Return all the entries below exactly as they were given.
════════════════
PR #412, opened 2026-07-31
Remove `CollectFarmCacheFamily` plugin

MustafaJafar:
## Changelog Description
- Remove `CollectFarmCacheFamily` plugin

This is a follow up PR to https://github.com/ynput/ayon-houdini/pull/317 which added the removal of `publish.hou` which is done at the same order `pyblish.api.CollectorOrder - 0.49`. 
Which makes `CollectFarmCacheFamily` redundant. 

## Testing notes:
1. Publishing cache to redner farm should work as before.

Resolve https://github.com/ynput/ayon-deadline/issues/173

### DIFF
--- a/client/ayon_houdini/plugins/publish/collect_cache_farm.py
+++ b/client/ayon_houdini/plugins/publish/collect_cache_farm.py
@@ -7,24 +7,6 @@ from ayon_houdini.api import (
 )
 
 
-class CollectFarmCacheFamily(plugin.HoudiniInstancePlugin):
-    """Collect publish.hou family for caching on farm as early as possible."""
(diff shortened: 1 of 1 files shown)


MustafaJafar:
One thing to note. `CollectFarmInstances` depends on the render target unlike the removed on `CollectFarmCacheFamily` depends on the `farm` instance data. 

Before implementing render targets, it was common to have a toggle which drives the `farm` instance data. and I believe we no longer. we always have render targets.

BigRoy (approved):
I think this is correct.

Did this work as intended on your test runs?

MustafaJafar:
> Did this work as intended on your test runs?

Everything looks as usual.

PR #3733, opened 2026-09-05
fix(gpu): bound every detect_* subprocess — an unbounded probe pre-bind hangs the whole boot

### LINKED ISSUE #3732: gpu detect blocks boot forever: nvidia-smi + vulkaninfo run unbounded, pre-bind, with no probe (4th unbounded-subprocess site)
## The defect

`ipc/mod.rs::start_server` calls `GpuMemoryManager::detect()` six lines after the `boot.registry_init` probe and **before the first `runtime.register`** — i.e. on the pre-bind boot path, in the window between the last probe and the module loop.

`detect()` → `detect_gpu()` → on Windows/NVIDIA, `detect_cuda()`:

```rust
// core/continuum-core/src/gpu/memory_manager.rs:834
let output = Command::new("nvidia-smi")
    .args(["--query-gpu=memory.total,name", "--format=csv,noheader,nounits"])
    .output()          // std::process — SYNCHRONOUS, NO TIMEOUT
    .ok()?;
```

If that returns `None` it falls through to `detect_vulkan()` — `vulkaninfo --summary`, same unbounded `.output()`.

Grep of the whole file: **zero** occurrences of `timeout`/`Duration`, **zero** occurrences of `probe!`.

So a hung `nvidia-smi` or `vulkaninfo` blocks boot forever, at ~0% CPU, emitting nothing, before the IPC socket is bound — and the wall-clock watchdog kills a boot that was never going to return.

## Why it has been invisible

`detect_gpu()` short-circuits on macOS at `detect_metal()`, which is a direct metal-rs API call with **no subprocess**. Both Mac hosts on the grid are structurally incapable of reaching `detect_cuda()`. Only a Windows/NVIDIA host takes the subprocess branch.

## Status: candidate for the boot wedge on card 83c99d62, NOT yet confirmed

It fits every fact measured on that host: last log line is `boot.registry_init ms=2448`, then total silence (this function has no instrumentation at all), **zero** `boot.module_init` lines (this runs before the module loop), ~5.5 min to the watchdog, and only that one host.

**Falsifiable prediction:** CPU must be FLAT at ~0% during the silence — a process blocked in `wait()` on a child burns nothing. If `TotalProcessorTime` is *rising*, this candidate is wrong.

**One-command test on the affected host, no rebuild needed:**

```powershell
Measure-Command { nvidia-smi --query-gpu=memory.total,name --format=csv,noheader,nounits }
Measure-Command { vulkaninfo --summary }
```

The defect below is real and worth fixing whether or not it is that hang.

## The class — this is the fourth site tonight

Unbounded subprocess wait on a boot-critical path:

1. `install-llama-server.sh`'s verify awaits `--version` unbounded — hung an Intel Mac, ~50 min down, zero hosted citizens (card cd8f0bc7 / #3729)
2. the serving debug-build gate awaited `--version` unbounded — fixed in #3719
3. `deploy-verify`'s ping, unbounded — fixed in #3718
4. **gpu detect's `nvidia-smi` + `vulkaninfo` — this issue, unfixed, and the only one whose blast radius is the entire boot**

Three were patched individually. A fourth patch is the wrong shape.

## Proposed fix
════════════════
RESPONSE TO THIS EXERCISE
PR #412, opened 2026-07-31
Remove `CollectFarmCacheFamily` plugin

MustafaJafar:
## Changelog Description
- Remove `CollectFarmCacheFamily` plugin

This is a follow up PR to https://github.com/ynput/ayon-houdini/pull/317 which added the removal of `publish.hou` which is done at the same order `pyblish.api.CollectorOrder - 0.49`. 
Which makes `CollectFarmCacheFamily` redundant. 

## Testing notes:
1. Publishing cache to redner farm should work as before.

Resolve https://github.com/ynput/ayon-deadline/issues/173

### DIFF
--- a/client/ayon_houdini/plugins/publish/collect_cache_farm.py
+++ b/client/ayon_houdini/plugins/publish/collect_cache_farm.py
@@ -7,24 +7,6 @@ from ayon_houdini.api import (
 )
 
 
-class CollectFarmCacheFamily(plugin.HoudiniInstancePlugin):
-    """Collect publish.hou family for caching on farm as early as possible."""
(diff shortened: 1 of 1 files shown)


MustafaJafar:
One thing to note. `CollectFarmInstances` depends on the render target unlike the removed on `CollectFarmCacheFamily` depends on the `farm` instance data. 

Before implementing render targets, it was common to have a toggle which drives the `farm` instance data. and I believe we no longer. we always have render targets.

BigRoy (approved):
I think this is correct.

Did this work as intended on your test runs?

MustafaJafar:
> Did this work as intended on your test runs?

Everything looks as usual.

PR #3733, opened 2026-09-05
fix(gpu): bound every detect_* subprocess — an unbounded probe pre-bind hangs the whole boot

### LINKED ISSUE #3732: gpu detect blocks boot forever: nvidia-smi + vulkaninfo run unbounded, pre-bind, with no probe (4th unbounded-subprocess site)
## The defect

`ipc/mod.rs::start_server` calls `GpuMemoryManager::detect()` six lines after the `boot.registry_init` probe and **before the first `runtime.register`** — i.e. on the pre-bind boot path, in the window between the last probe and the module loop.

`detect()` → `detect_gpu()` → on Windows/NVIDIA, `detect_cuda()`:

```rust
// core/continuum-core/src/gpu/memory_manager.rs:834
let output = Command::new("nvidia-smi")
    .args(["--query-gpu=memory.total,name", "--format=csv,noheader,nounits"])
    .output()          // std::process — SYNCHRONOUS, NO TIMEOUT
    .ok()?;
```

If that returns `None` it falls through to `detect_vulkan()` — `vulkaninfo --summary`, same unbounded `.output()`.

Grep of the whole file: **zero** occurrences of `timeout`/`Duration`, **zero** occurrences of `probe!`.

So a hung `nvidia-smi` or `vulkaninfo` blocks boot forever, at ~0% CPU, emitting nothing, before the IPC socket is bound — and the wall-clock watchdog kills a boot that was never going to return.

## Why it has been invisible

`detect_gpu()` short-circuits on macOS at `detect_metal()`, which is a direct metal-rs API call with **no subprocess**. Both Mac hosts on the grid are structurally incapable of reaching `detect_cuda()`. Only a Windows/NVIDIA host takes the subprocess branch.

## Status: candidate for the boot wedge on card 83c99d62, NOT yet confirmed

It fits every fact measured on that host: last log line is `boot.registry_init ms=2448`, then total silence (this function has no instrumentation at all), **zero** `boot.module_init` lines (this runs before the module loop), ~5.5 min to the watchdog, and only that one host.

**Falsifiable prediction:** CPU must be FLAT at ~0% during the silence — a process blocked in `wait()` on a child burns nothing. If `TotalProcessorTime` is *rising*, this candidate is wrong.

**One-command test on the affected host, no rebuild needed:**

```powershell
Measure-Command { nvidia-smi --query-gpu=memory.total,name --format=csv,noheader,nounits }
Measure-Command { vulkaninfo --summary }
```

The defect below is real and worth fixing whether or not it is that hang.

## The class — this is the fourth site tonight

Unbounded subprocess wait on a boot-critical path:

1. `install-llama-server.sh`'s verify awaits `--version` unbounded — hung an Intel Mac, ~50 min down, zero hosted citizens (card cd8f0bc7 / #3729)
2. the serving debug-build gate awaited `--version` unbounded — fixed in #3719
3. `deploy-verify`'s ping, unbounded — fixed in #3718
4. **gpu detect's `nvidia-smi` + `vulkaninfo` — this issue, unfixed, and the only one whose blast radius is the entire boot**

Three were patched individually. A fourth patch is the wrong shape.

## Proposed fix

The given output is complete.